1. Préférences système / Réseau / Avancé / onglet WINS :

- identifier le "nom" de partage du Mac (par exemple IMAC)
- saisir comme groupe de travail le groupe de travail du PC ( WORKGROUP par défaut)

2. sur le PC ouvrir une fenêtre de l'explorateur Windows

- dans la barre d'adresse, saisir :  \\nomduMac 
(par exemple \\IMAC si le nom du Mac est IMAC)

- touche entrée

- saisir l'identifiant impérativement avec cette syntaxe : nomduMac\toto

- saisir mdp correspondant à toto

(toto étant la session sur le Mac, ou un utilisateur ajouté dans Préf. syst / partage)


----------



## sosinfo94 (18 Septembre 2012)

J'avance, je vois sur le PC windows au niveau réseau IMAC- (et sa référence) mais si je clique droit, je n'ai pas connecter un lecteur réseau, mais se connecter avec la connexion Bureau à distance, par contre je l'ai que sur réseau...là je choisis une lettre lecteur et je parcours, je clique sur IMAC....on me demande un mot de pass, j'ai mis celui que je me sers pour le imac. et la fenetre revient sans cesse...


----------



## Anonyme (18 Septembre 2012)

Désolé je n'ai pas de PC sous la main pour vérifier.

Normalement : 

Sur le PC, en haut de la fenêtre de l'explorateur Windows, il doit y avoir "connecter un lecteur réseau".

Cliquer dessus.

- une fenêtre s'ouvre :

- "parcourir," choisir : \\NOMDUMAC\toto

- cocher "Se reconnecter à l'ouverture de session", nouvelle fenêtre :

- saisir le mdp de la session "toto" du Mac, et cocher "mémoriser ces informations"


D'autre part, sur le Mac, dans préférences système / partage, cliquer sur "Options" et cocher "Partager les fichiers et dossier via SMB".

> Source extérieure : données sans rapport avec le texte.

PR #7447, opened 2021-05-13
[docker-install]

kongtiaowang:
test:
1. install docker system
2. run "make docker-install"
3. run "docker-compose up -d --build site mysql"  - run loris with docker database   (option)
    run "docker-compose up -d --build site mysql phpmyadmin"  - run loris, docker database and phpmyadmin (option)
4. goto installdb.php page and set up database.     
Screen Shot 2021-05-13 at 9 14 41 AM


jstirling91 (approved):

apache.dockerfile
```diff
@@ -0,0 +1,27 @@
+FROM php:8.0.1-apache
+
+
```
driusan, line 3: This docker file doesn't look like it's copying the LORIS code into the docker image.

Makefile
```diff
@@ -45,3 +45,12 @@ check: checkstatic unittests
 
 testdata:
 	php tools/raisinbread_refresh.php
+
+docker-install:
+	if [ ! -d "smarty/templates_c" ]; then mkdir smarty/templates_c; fi
+	if [ ! -d "uploadedfiles" ]; then mkdir uploadedfiles; fi
+	chmod 770 smarty/templates_c
+	chmod 770 uploadedfiles
```
driusan, line 53: I don't see why building the docker image should change things in the non-docker code ase

driusan (changes requested):
see comments

apache.dockerfile
kongtiaowang: This docker file builds a PHP-apache environment to set up Loris.
Loris code bind to docker with volume.
   " volumes:
      - .:/var/www/html
"

Makefile
kongtiaowang: It is not necessary, it has been removed.

apache.dockerfile
driusan: This isn't resolved. We need a docker file that is a docker image of LORIS. It needs to include LORIS and be self-contained.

Connecter un lecteur réseau :


----------



## sosinfo94 (18 Septembre 2012)

ok, d'après ton image, connecter un lecteur en haut de l'exploreur, j'ai trouvé, mais à ce niveau le imac n'apparait pas, il n'apparait que dans le dossier réseau...


----------



## Anonyme (18 Septembre 2012)

Il n'apparait QUE dans le dossier réseau parce que l'action "connecter un lecteur réseau" n'a pas encore été faite.

Une fois faite, l'IMAC doit apparaitre dans l'explorateur comme s'il était un volume du PC.

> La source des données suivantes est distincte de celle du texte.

PR #7453, opened 2021-05-17
[FilterableDataTable] Fix issue with GROUPCONCAT and multiselect

pierre-p-s:
## Brief summary of changes

When using a multiselect on a group concat set of parameters, the filters gave only perfect matches. For example, if a candidate has 2 subproject AD and MCI, setting the filter to AD will not return the candidate although it should

Issue caught after release on CCNA of v23.0.3

Also thanks @HenriRabalais for the help

### DIFF
--- a/jsx/DataTable.js
+++ b/jsx/DataTable.js
@@ -317,7 +317,7 @@ class DataTable extends Component {
         searchKey = filterData[i].toLowerCase();
         searchString = data ? data.toString().toLowerCase() : '';
 
-        match = (searchString === searchKey);
+        match = (searchString.indexOf(searchKey) > -1);
         if (match) {
           result = true;
         }
--- a/jsx/DataTable.js
+++ b/jsx/DataTable.js
@@ -317,7 +317,8 @@ class DataTable extends Component {
         searchKey = filterData[i].toLowerCase();
         searchString = data ? data.toString().toLowerCase() : '';
 
-        match = (searchString.indexOf(searchKey) > -1);
+        let searchArray = searchString.split(',');
+        match = (searchArray.includes(searchKey));
         if (match) {
           result = true;
         }
--- a/jsx/Filter.js
+++ b/jsx/Filter.js
@@ -38,7 +38,7 @@ function Filter(props) {
     const {fields} = JSON.parse(JSON.stringify(props));
     const type = fields
       .find((field) => (field.filter||{}).name == name).filter.type;
-    const exactMatch = (!(type === 'text' || type === 'date'));
+    const exactMatch = (!(type === 'text' || type === 'date' || type === 'multiselect'));
 
     if (value === null || value === '' ||
         (value.constructor === Array && value.length === 0)) {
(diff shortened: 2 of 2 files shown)


jsx/DataTable.js
```diff
@@ -317,7 +317,7 @@ class DataTable extends Component {
         searchKey = filterData[i].toLowerCase();
         searchString = data ? data.toString().toLowerCase() : '';
 
-        match = (searchString === searchKey);
+        match = (searchString.indexOf(searchKey) > -1);
```
CamilleBeau, line 320: Doing this will give a more precise result, and change to Filter.js not needed:
```suggestion
        let searchArray = searchString.split(',');
        match = (searchArray.includes(searchKey));
```

jsx/Filter.js
```diff
@@ -38,7 +38,7 @@ function Filter(props) {
     const {fields} = JSON.parse(JSON.stringify(props));
     const type = fields
       .find((field) => (field.filter||{}).name == name).filter.type;
-    const exactMatch = (!(type === 'text' || type === 'date'));
+    const exactMatch = (!(type === 'text' || type === 'date' || type === 'multiselect'));
```
pierre-p-s, line 41:
```suggestion
    const exactMatch = (!(type === 'text' || type === 'date'));
```

CamilleBeau (approved):

jsx/DataTable.js
```diff
@@ -317,7 +317,8 @@ class DataTable extends Component {
         searchKey = filterData[i].toLowerCase();
         searchString = data ? data.toString().toLowerCase() : '';
 
-        match = (searchString === searchKey);
+        let searchArray = searchString.split(',');
```
driusan, line 320:
```suggestion
        const searchArray = searchString.split(',');
```

?

HenriRabalais (changes requested):
I think this is definitely functionality worth investigating since it seems like it has a big CCNA use case. I think the issue here though is that this PR changes the functionality of the multiselect filter from operating using a `equals` paradigm, to an `includes` paradigm. In my opinion, a multiselect should function as multiple selects. Meaning, exact matching between all the selected filter fields, and all the data fields. From what I understand, the proposed PR's changes this to an `includes` or "multisearch" paradigm, analogous to a search bar that has predetermined options to choose from, which still allow the data to pass the filter even if it is a partial match. 

Ideally, I would eventually like to see a drop down beside every filter that allows the user to select the filtering style as `equals` (e.g. =), `includes` (e.g. ⊂ or ≈), `excludes` (e.g. ! or ⊄), or any other relevant filtering types. In the meantime, I personally think this functionality could go into a filter type of it's own, so as not to replace the current multiselect functionality. 

I think a discussion of this at a Loris meeting could be beneficial, but I know @laemtl and @ridz1208 had opinions on this as well.

pierre-p-s:
After discussion during loris meeting, this fix should go through and we should look into making a toggle for the filter that Henri proposed in his above comment

driusan:
@HenriRabalais can you update your review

Faire la séquence indiquée plus haut, et utiliser toto ou IMAC\toto comme identifiant.
Avec le mdp correspondant.
toto étant la session du Mac.

Exemple d'un lecteur réseau qui apparait comme un volume (entouré en rouge)


----------



## sosinfo94 (18 Septembre 2012)

j'insiste, création du lecteur je peux, mais la fenetre sécurité de windows entre votre mot de pass pour vous connecter à IMAC.....
en dessous un carré avec le nouvel utilisateur que de vient de créer nom\partage en dessous mot de pass........... et mémoriser....
je mets quoi comme mot de pass


----------



## Anonyme (18 Septembre 2012)

Quel identifiant utilises-tu : 

- celui de la session du Mac ?
As-tu un mot de passe pour cette session ?
Si oui, tu utilises celui-là.
Si non, crées-en un, et utilise celui-là.

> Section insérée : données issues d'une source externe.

PR #7456, opened 2021-05-28
[Media] Display instrument name

laemtl:
The field instrument in media (Upload) displays the Test_name instead of the Full_name. This PR fixes the issue.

- ou un autre utilisateur créé exprès pour le partage ?
si oui, utiliser le mdp correspondant.


----------



## sosinfo94 (18 Septembre 2012)

quand j'ouvre mon mac, je n'ai pas de mot de pass. je n'ai un mot de pass que pour les applications apple, iphone, itunes....
quand j'ouvre mon pc je n'ai pas de mot de pass
si je vais sur mac dans utilisateurs et groupes, il n'y a qu'un utilisateur actuel 
autres utilisateurs utilisateur invité partage uniquement est grisé et je ne peux aller dessus..
faut il que je crée un autre utilisateur avec un mot de pass et comment je fais.


----------



## Anonyme (18 Septembre 2012)

Le mieux serait que tu crées un mot de passe pour ta session du Mac.

Préférences système / Utilisateurs et groupes

A droite : modifier le mot de passe.

Une fenêtre s'ouvre.

- ancien mot de passe : laisser blanc

- saisir un mot de passe, le confirmer.

Ensuite reboote les 2 ordis, et reprends tout depuis le début. (post#2).


----------



## sosinfo94 (18 Septembre 2012)

J'ai crée un mot de pass : rien
j'ai crée un nouvel utilisateur PARTAGE avec mot de pass sur Mac. : rien
faut il en créer un sur le pc windows ?
j'ai rebooter les 2 ordis,
sur pc Imac est toujours présent dans réseau... comment fait on pour l'effacer
sur réseau :
il y a l'imprimante partagée,
le pc portable
le mac....


----------



## Anonyme (18 Septembre 2012)

sosinfo94 a dit:


> sur réseau :
> il y a l'imprimante partagée,
> le pc portable
> *le mac.*...


Si tu vois le Mac, tu dois pouvoir créer le lecteur réseau :

*Toto* étant ton nom d'utilisateur sur le Mac (ta session), fais sur le PC : 

- cliquer sur "connecter un lecteur réseau"

- une fenêtre s'ouvre :

- "parcourir," choisir : \\NOMDUMAC\toto

- cocher "Se reconnecter à l'ouverture de session", nouvelle fenêtre :

- saisir le mdp de la session "toto" du Mac, et cocher "mémoriser ces informations"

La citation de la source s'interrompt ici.